TWO HUNDRED SELECTED HAIKU MATSUO
MATSUO BASHO - Translated by Dr Tim Chilcott. UK: @http://www.tclt.org.uk
Dear friends,
HAPPY BIRTHDAY TO MY LITTLE BROTHER and UNA ! Wishing you a wonderful day.
It is an immense pleasure to return to Basho. I think I have figured it out, although the format is not perfect, as the test post and Lenny’s comment show us. But I miss having Basho to look at during the week. Yes, I thought I had scheduled it for yesterday, but I hadn’t. We are starting where we left off. Confession: I haven't committed any poems to memory yet, but I am starting today. Spring is in the air, and I am just back from the beach. It is cold in Dublin, but as the sun warms up, you feel like sitting down on a bench and lifting your head up like a lizard. Even though I did not experience winter in Dublin, everyone tells me that it is colder now than during the worst months of winter. I did not escape it. So let’s indulge ourselves and have double the poems for this week. At least three have to be memorised, and once we return to three, at least one. Is that a fair pledge?
4 [1668-9] nami no hana to / yuki mo ya mizu no / kaeribana [wave's blossom as / snow also? water's / returning-flower] NOTE the waves blossoming... has snow returned to water, flowered out of season?
Note: The phrase nami no hana refers to the caps of waves that look like white blossoms. Kaeribana literally means 'returning flower', and here refers to a flower that blooms out of
5 [1672] kumo to hadatsu / tomo ka ya kari no / ikiwakare NOTE [cloud as separate / friend ! goose's / living-separation] as clouds drift apart a wild goose now separates from his only friend
Note:The term kari can indicate both 'wild goose' and 'temporary', a dual meaning explained by the fact that wild geese are migrant birds, leaving Japan in spring and returning in autumn. The first phrase kumo to hedatsu has also been read as 'separated by clouds' or "beyond the clouds'.
6
[1679]
sokai no / nami sake kusashi / kyo no tsuki NOTE
[blue-sea's / wave rice-wine smell / today's moon]
on a sea of blue,
the waves fragrant with rice-wine,
this moon as wine-cup
Note: Tsuki can mean 'wine cup' as well as 'moon', hence the apposition of 'this moon as wine-cup'
7 [1680-1] Feelings on a cold night in Fukagawa ro no koe nami o utte / harawata koru / yo ya namida NOTE [oar's voice waves [acc.] hitting / bowels freeze / night! tears] the squeak of the oars slapping on the waves, a bowel-freezing night... and then the crying
Note: A markedly irregular haiku, not only in its metre (the first line has
10 syllables rather than 5, the second 6 rather than 7), but also in its unusual placing of the 'cutting word' ya in the last line. The phrase ro no koe, too, may refer either to the sound the oar makes in the oarlocks, or to the sound it makes as it dips into the water.
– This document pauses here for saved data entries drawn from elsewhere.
PR #619, opened 2018-12-12
Use Popen to Run Shell Commands.

### LINKED ISSUE #609: Ctrl-c does not kill child commands
It's a little hard to replicate this, but sometimes when running commands with the local runner, hitting ctrl-c kills the process, but not the child commands which were created by shelling out. I'm pretty sure this is due to the changes we just made to the command runner. We need to do the same thing we do in the backends when shelling out to avoid this.

jamesmcclain:
## Overview

Use Popen to run shell commands.

### Checklist

Closes #609


jamesmcclain:
Okay to merge.

PR #657, opened 2019-01-16
Parallelize Chipping Stage

jamesmcclain:
## Overview

Brief description of what this PR does, and why it is needed.

### Checklist

- [x] Updated `docs/changelog.rst`
- [x] Added `needs-backport` label if PR is bug fix that applies to previous minor release
- [x] Ran scripts/format_code and committed any changes
- [x] Documentation updated if needed
- [x] PR has a name that won't get you publicly shamed for vagueness
- [x] Run processes in parallel where possible locally
- [x] Test on AWS

## Testing Instructions

Add the `--splits` flag (along with some integer) to the command line of some chosen experiment.

Connects #654 
Depends on #661
Depends on #664

PR #664, opened 2019-01-18
Use `make` to Manage Local Execution

jamesmcclain:
## Overview

GNU `make` is now used for managing local execution.  This is a prerequisite for having parallel, simultaneous processes with dependency relationships between them.  There should be no discernible difference in behavior with only this change but without stage splitting -- with stage splitting (https://github.com/azavea/raster-vision/pull/657) independent stages and parts of stages run in parallel.

GNU make is the default on virtually all Linux distributions and on OSX.  Windows users are invited to install [MinGW's version](http://www.mingw.org/wiki/msys) or to use the `inprocess` runner for local jobs.

### Checklist

### DIFF
--- a/rastervision/runner/local_experiment_runner.py
+++ b/rastervision/runner/local_experiment_runner.py
@@ -1,9 +1,13 @@
 from subprocess import Popen
 import sys
 import logging
+import os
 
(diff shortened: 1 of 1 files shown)


jamesmcclain:
Thanks

PR #661, opened 2019-01-17
Default Values in the In-Process Runner

jamesmcclain:
## Overview

Some default values are supplied by Protobuf.  This change allows experiments that rely on that behavior to succeed with this runner (namely the semantic segmentation integration test).

### Checklist

- [x] Updated `docs/changelog.rst`
- [x] Added `needs-backport` label if PR is bug fix that applies to previous minor release
- [x] Ran scripts/format_code and committed any changes
- [x] Documentation updated if needed
- [x] PR has a name that won't get you publicly shamed for vagueness

## Testing Instructions

Run the semantic segmentation integration test in `inprocess` mode with and without these changes.

PR #667, opened 2019-01-24
Parallelize Prediction Stage

### LINKED ISSUE #654: Allow splitting of commands for parallel execution
Develop a method for users to specify the number of parallelizable components a command configuration can split itself into. This will allow us to do the following: if we are going through the CHIP, TRAIN, PREDICT, EVAL, and BUNDLE steps, and we want to use a split size of 5, the following will happen:
- 5 CHIP command configs will be generated, each containing 20 images. These will be executed in parallel based on the runner's ability to execute independent commands in parallel - e.g. AWS Batch would spin up 5 instances to perform the 5 chip commands.
- 1 TRAIN command config will be generated - TRAIN is not able to split itself into parallelizable components, so the split option has no effect on this command.
- 5 PREDICT commands configs are generated
- 5 EVAL commands configs are generated
- 1 BUNDLE command is generated.

A command line invocation of the split run could look like:

```
> rastervision run aws_batch -e some.experiment --split 5
```

or

```
> rastervision run aws_batch -e some.experiment --s 5
```

A sketch of accomplishing this task is as follows:
- Add an option to the run command in `cli.main.py` for the split option, which gets pass to the runner
- The runner will use the split option to optionally call a `.split(split_number)` on each command in `unique_commands` [before the DAG is created](https://github.com/azavea/raster-vision/blob/697c791beef75b4adb1f341aefd47ae5a66fc1b0/rastervision/runner/experiment_runner.py#L152), constructing a new list from the results:

```
unique_commands = [command_config  for cc in unique_commands for command_config in cc.split(split_number)]
```

- A `.split(desired_number_of_splits)` method is added to `CommandConfig`, which returns itself in a list if it cannot be split, or returns a set of split commands that replace the current command (e.g. the 5 CHIP commands in the example above)
- The CommandConfigs that can split themselves call a `.split` method on the constituent Configs, so `split` methods would have to be added to the base `Config` class and by default return `self`. For example, `Dataset.split(n)` would split itself by each of the train, validation and test sets. It would be up to the CHIP, EVAL and PREDICT commands to throw out any datasets that only contained train scenes, for example.

`split` on `Config` will need to do more than just split data - it will need to change output paths so that split parts do not write over each other. It also has to account for input paths in downstream commands that are determined by output paths from commands. Figuring out this bit will be a challenge of this task.

Continuation of #428 and #551

jamesmcclain:
## Overview

These changes allow multiple predictions to run in parallel.

### Checklist

### Notes

Add the `--splits` flag (along with some integer) to the command line of some chosen experiment.

Closes #654 
Depends on #661
Depends on #664
Depends on #657

### DIFF
--- a/rastervision/command/chip_command_config.py
+++ b/rastervision/command/chip_command_config.py
@@ -103,11 +103,11 @@ class ChipCommandConfigBuilder(CommandConfigBuilder):
                         'val_scenes must be a list of class SceneConfig, '
                         'got a list of {}'.format(type(s)))
 
-    def build(self):
+    def build(self, index: int = 0, count: int = 1):
         self.validate()
-        return ChipCommandConfig(self.root_uri, self.task, self.backend,
-                                 self.augmentors, self.train_scenes,
-                                 self.val_scenes)
+        return ChipCommandConfig(
+            self.root_uri, self.task, self.backend, self.augmentors,
+            self.train_scenes[index::count], self.val_scenes[index::count])
 
     def from_proto(self, msg):
         b = super().from_proto(msg)
--- a/rastervision/command/chip_command_config.py
+++ b/rastervision/command/chip_command_config.py
@@ -103,11 +103,26 @@ class ChipCommandConfigBuilder(CommandConfigBuilder):
                         'val_scenes must be a list of class SceneConfig, '
                         'got a list of {}'.format(type(s)))
 
-    def build(self, index: int = 0, count: int = 1):
+    def build(self, io_def=None):
         self.validate()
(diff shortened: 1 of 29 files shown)


rastervision/command/chip_command_config.py
```diff
@@ -103,11 +103,26 @@ def validate(self):
                         'val_scenes must be a list of class SceneConfig, '
                         'got a list of {}'.format(type(s)))
 
-    def build(self):
+    def build(self, io_def=None):
```
jamesmcclain: .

The version here follows the unusual syllabic pattern exactly, as well as evoking both the sounds that the oar makes ('the squeak of the oars slapping on the waves').
8 [1681] kareeda ni / karasu no tomarikeri / aki no kure [withered-branch on / crow's is-perched / autumn's evening] on a withered branch a crow perches and settles: evening in autumn
9 [1681] yügao no / shiroku yoru no koka ni / shisoku torite [evening-face (nom.) / white night's outhouse on / candle hold] the moonflowers are white in the night by the outhouse, candle in my hand
Until next time,
Bee well,
Xanda
Thank you, as always, for sharing these, Xanda. I love #5, above, with its suggestive Buddhist elements. Clouds form; they are but temporary and must dissipate (one way or the other). The "goose" can represent any of us, and the "best friend" and "separation" may imply that ultimately we must lose all our attachments. That the gooses depart in spring and return in autumn may hint at a theme of reincarnation, while *kumo to hedatsu* may indeed allude to "beyond the clouds" in the sense of beyond the Veil of Illusion.